Consider that the bodies have finite size with respect to their separation and not necessarily uniform, or even spherically symmetric mass distributions.
In that case what are the constraints on their mass distributions and orientations such that their orbits are still Keplerian? Or does any deviation from spherical symmetry of one or both body immediately result in a non-Keplerian orbit?
This answer to the Astronomy SE question Which point in an orbiting body most closely follows its Keplerian trajectory? explains:

If one or both of the bodies have non-spherically symmetric density distribution, the orbits will no longer be keplerian.

but without citing sources nor using math. I can certainly imagine "... are no longer necessarily Keplerian" but is this always true in absolute?
Just for example couldn't two tidally locked ellipsoids have circular orbits about their center of mass?
If so, perhaps that's the only exception, but perhaps not. If they orbited in non-circular orbits would their apparent libration also mean that their centers of mass no longer followed strict Keplerian orbits? Would they differ from ellipses, or still be elliptical but no longer exactly follow equal area per unit time trajectories? Would there be another point within the bodies besides their centers of mass that still did follow a Keplerian orbit?
Question: Which mass distributions guarantee that two bodies will always have non-Keplerian orbits?

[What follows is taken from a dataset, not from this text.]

PR #256, opened 2015-05-05
django.utils.importlib will be deprecated in Django 1.9

vparitskiy:


bmihelac:
Thanks for contributing!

Which non-spherical distributions still allow for noncircular Keplerian orbits?
 A: This answer is trivial, but Keplerian orbits are assured as long as the gravitational fields are spherically symmetric and thus decay as $1/r^2$. There are an infinite number of mass distributions that can generate a given field. For example a cubic shell of side $l$ with a mass density $(l/2)/((l/2)^2+x^2+y^2)^{(3/2)}$ on each square surface will produce a spherically symmetric field. In this example, the mass density at the corners is about 1/5 of that at the centers of the faces.
Some insight can be gained by analogy with electric field/flux. 'Tubes' of gravitational flux must terminate on elements of mass.  If the incoming flux is spherically symmetric, then the mass density of the shell must go as $1/r^2$ where $r$ is its distance from some interior point. In addition, since the surface will generally be at an angle to the incoming radial tube, the mass density gets reduced by the cosine of that angle. This is exactly how the result for the cubic shell is derived. 

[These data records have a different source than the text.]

Issue #199, opened 2015-01-19
Problem with DecimalWidget with zero value


mateuspadua:
An error occurs when importing fields that have zero value in xls file.

<b>Original:</b>

```
class DecimalWidget(NumberWidget):
    """
     Widget for converting decimal fields.
     """
    def clean(self, value):
        if not value:
            return None
        return Decimal(value)
```

<b>My suggestion for fix:</b>

```
class DecimalWidget(NumberWidget):
    def clean(self, value):
        return Decimal(value if value else 0)
```

bmihelac:
@mateuspadua which error does it raise?

mateuspadua:
the error is (1048, "Column 'my_column' cannot be null")

I believe that is because the column can not receive as null value, but in the import file, the value for this column has been set to zero, so I guess that could not give error but to set zero for this column when saving.

Thanks for answer.

bmihelac:
Are you sure that field in excel is not empty? It should be "0" in field

mateuspadua:
Hi, i am sure that field is with "0" value in excel. If you want, i can send you my excel file. Thanks for answer.

bmihelac:
Would it be possible for you to add failing test?

mateuspadua:
Yes, i am going to prepare one and i will send to you. Thanks

mateuspadua:
How i can send this test to you?

bmihelac:
All tests should go to test folder, please see https://github.com/bmihelac/django-import-export/tree/master/tests

teshomem:
Hello guys,

I am not sure if this is related but I have same problem when I import excel column with zero value. This is in my model:
concentration = models.PositiveIntegerField(default=0, blank=False, null=False)
and i get (1048, "Column 'concentration' cannot be null")

The excel cells have zero values. For some reason the values in excel are considered as null. Do you have any idea? 

Thank you for the help

PR #260, opened 2015-05-06
 Problem with DecimalWidget with zero value #199

grillazz:
Hi,

This one is to solve issues described here:  Problem with DecimalWidget with zero value #199
Was tested with SQL Server 2012.

Thx

### DIFF
--- a/import_export/widgets.py
+++ b/import_export/widgets.py
@@ -48,9 +48,12 @@ class IntegerWidget(NumberWidget):
     """
 
     def clean(self, value):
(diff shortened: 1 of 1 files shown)


bmihelac:
@grillazz thanks for contributing. Can you check if https://github.com/django-import-export/django-import-export/pull/282 works for you?

bmihelac:
Closed with https://github.com/django-import-export/django-import-export/pull/282

grillazz:
Will do. Thanks for this merge.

So, in theory, any shell that completely encloses a central point can produce a spherical field.  This result can obviously be extended to solid bodies. 

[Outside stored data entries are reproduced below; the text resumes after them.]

PR #261, opened 2015-05-07
Suggested widget for currency / formatted numbers

alaw005:
Changes suggested to help clean numbers for database. This is probably not the best way to implement so welcome any better suggestions. The issue I have is that without cleaning this data I cannot save into database (sqlite).


manelclos:
PR needs to be updated. Needs support for other languages. Tests need to be added.

manelclos:

Issue #251, opened 2015-04-27
problem with few django instances


AyumuKasuga:
Hello! I have two django instances on two different servers (under one balancer but without sticky sessions) and sometimes I get error: 
IOError: [Errno 2] No such file or directory: u'/tmp/tmph40kuA'

It's happens cause first time client gets response from first server (when executes import_action method https://github.com/bmihelac/django-import-export/blob/master/import_export/admin.py#L171) and tmpfile creates in filesystem of first server. Then client gets response from second server, executes process_import method (https://github.com/bmihelac/django-import-export/blob/master/import_export/admin.py#L115), but tmp file (from form import_file_name field) does not exists on second server tmp dir...

Maybe it's possible to add option for store tmpfile in custom location or redis/memcache or database?

bmihelac:
Please see:

https://github.com/bmihelac/django-import-export/pull/133

PR #264, opened 2015-05-10
add possibility to override tmp storage class

AyumuKasuga:
I hope it will solve problem #251

By default file will be store in tmp directory as before, but now you can override tmp_storage_class option in ImportMixin with your own implementation.

Also I made two simple classes for store file in django cache and django file storage.


bmihelac:
Thanks, this looks good to me. I would just wait for merging to see if there are any comments from other people for related #133

sat2707:
Wow! I subscribe to waiting

rhunwicks:
I won't be able to pull this commit and do hands on testing until next week at the earliest, but the overall approach looks good to me and I don't have any reservations about it. I think it is a much better approach than moving the data with the confirm form as JSON, and I can see how people could get around the horizontal scaling problem by choosing a shared storage - e.g. a shared cache such as memcache or redis, or the database. I use https://github.com/rhunwicks/django-database-files/ as a Django file storage backend that saves files to the database, and which would work. My fork uses BinaryField instead of Base64 encoded text.

rhunwicks:
I tested this branch, and apart from having to resolve the merge conflict with ae6dd489b4556992fe224a912d3990baebe88fb0 by correcting the filenames used in this commit, it worked fine.

rhunwicks:
@AyumuKasuga - please could you rebase your branch against the current master and issue a new PR, or add another commit to this PR to correct the file names passed to import_data to match what is currently in master.

AyumuKasuga:
@rhunwicks done

rhunwicks:
Thanks, but it still isn't quite correct. You are passing the `tmp_storage.name` through to the `import_data` whereas the fix in ae6dd489b4556992fe224a912d3990baebe88fb0 was to pass through the original file name instead of the temporary storage name:

```
            result = resource.import_data(dataset, dry_run=False,
                                          raise_errors=True,
                                          file_name=confirm_form.cleaned_data['original_file_name'],
                                          user=request.user)
```

AyumuKasuga:
@rhunwicks sorry, I fixed this.

bmihelac:
Merged, @AyumuKasuga thanks for patch, @rhunwicks thanks for review!

Issue #274, opened 2015-05-24
0 is interpreted as None in all widgets when importing from xls.


gauravdott:
Can anybody tell me how to solve this problem?

manelclos:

It is interesting to speculate whether a field can go as $1/r^2$ only in one (say equatorial) plane but not in other planes.  I think the answer is 'no' because the far-field from any object is spherically symmetric and this boundary condition seems to preclude such solutions except by approximation over a limited range of radii (e.g. perhaps by sticking a dumbell through the hole in a donut).
A: There are infinitely many such shapes that work, even ones without anything like spherical symmetry at all. To give a simple example, recall the method of images for spheres in electromagnetism. When you move a point charge near a conducting sphere, it induces a non-symmetric charge distribution on the sphere. But the electrostatic field of that charge distribution is exactly mimicked by a fictitious point charge inside the sphere, called the image charge.
That means, conversely, that the gravitational field of a point mass can be exactly mimicked by a non-symmetric mass distribution encasing it. By superposing multiple such distributions, you can get a mass distribution that looks as weird as you want, but whose field has exactly $1/r^2$ behavior outside it.